- **Task to complete**
Each line from the one with "--- a/.github/workflows/pytest.yaml" through the last line of the records must be output exactly, both ends included.

[Dataset items]
PR #553, opened 2024-12-12
Apply workaround for Ubuntu Python 3.12-path-R CI failure

glatterf42:
This PR tries to implement the workaround identified in https://github.com/actions/runner-images/issues/11137 for the CI failure on Ubuntu 24.04 with Python 3.12. 
I'm not sure which part(s) of the suggested workaround are actually required, some seem to evaluate to no-ops (e.g. `libssl-dev is already the newest version (3.0.2-0ubuntu1.18).`). I'll play around with the steps to see if the workaround can be made more concise. 

## How to review

- Read the diff and note that the CI checks all pass (in particular the one on `ubuntu-latest-py3.12`).

## PR checklist

- [x] Update tests; coverage checks both ✅
- ~[ ] Add, expand, or update documentation.~ Just CI.
- ~[ ] Update release notes.~ Just CI.

### DIFF
--- a/.github/workflows/pytest.yaml
+++ b/.github/workflows/pytest.yaml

- **Solution below**
--- a/.github/workflows/pytest.yaml
+++ b/.github/workflows/pytest.yaml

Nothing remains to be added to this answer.